Vlaanderen werkt aan regels om het plantmateriaal voor hop officieel te kunnen certificeren en het plantmateriaal voortaan te kunnen voorzien van een plantenpaspoort. Dat heeft minister van Landbouw Jo Brouns geantwoord op een vraag van Loes Vandromme, Vlaams Parlementslid en eerste schepen in Poperinge. Dit verzekert kwaliteitsvol materiaal dat Vlaams hoptelers ook binnen de EU verder kunnen commercialiseren.

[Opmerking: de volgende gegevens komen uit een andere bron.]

PR #162, opened 2016-03-03
Add a null/no-op volume driver

### LINKED ISSUE #153: develop a null volume driver
This driver shall be primarily used for testing and benchmarking voplugin functionality in isolation.

mapuri:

“Onze hoptelers zijn al langer bezig met een eigen veredelingsprogramma. Poperinge is het Belgisch epicentrum van de hop. Samen met de hoptelers, de begeleidende instanties en de stad Poperinge werken we al vele jaren aan een toekomstgerichte en stevige positie op de internationale hopmarkt”, weet Vandromme. “Daarenboven moet het plantmateriaal van hop voorzien zijn van een plantenpaspoort om de Belgische maar ook de Europese markt op te kunnen gaan.” Het certificeringssysteem dat nu in het leven geroepen wordt, garandeert daarnaast ook de rasechtheid en algemene kwaliteit van het materiaal.
Samen met een aantal copromotoren, zoals o.a. Inagro en het ILVO, richtte de stad een eigen veredelingsprogramma op en liep via het Europees subsidieprogramma Leader een projectdossier ‘HopBel- ontwikkelen van streekeigen Belgische hopvariëteiten’.

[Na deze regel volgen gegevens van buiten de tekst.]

PR #163, opened 2016-03-03
config,volplugin,volcli,volmaster: s/tenant/Policy/g

erikh:
Don't waste a lot of time reviewing this, it's just a sed job. Maybe the comments or help messages would be the thing to focus on, everything should pass on tests.


mapuri:
lgtm

Just curious, do we need a notion of tenant in volplugin eventually? May be it will be a policy-group or policy namespace of some sort.

erikh:
Maybe, not sure that policies don't serve that now the way they're architected, though.

mapuri:
sgtm. Also I think we should rename `config/tenant*.go` files to `config/policy*.go`?

erikh:
yeah we should! I will fix.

“Hop is een paspoortplichtige plant maar buiten deze verplichting bestaat er toch geen bijkomend regelgevend kader voor de handel en productie ervan voor op Europees niveau omdat het te veel een nichemarkt is”, antwoordde minister Jo Brouns in de commissie Landbouw, “Op vraag van de sector gaat Vlaanderen daarom zelf initiatieven nemen, zodat afnemers garanties hebben op vlak van herkomst en de afwezigheid van ziekten bijvoorbeeld. Het gebeurt niet vaak dat ondernemers zélf naar extra reglementering vragen, maar in deze kwestie is dit van groot belang om mee te kunnen spelen op de Europese markt. We werken hier graag aan mee.”
Brouns brengt het kader vrijdag naar de Vlaamse Regering. “Zo kan de officiële certificering voortaan in Vlaanderen gebeuren, wat een noodzaak is voor de ontwikkeling van de verdere commercialisering van streekeigen hopvariëteiten”, besluit Loes Vandromme.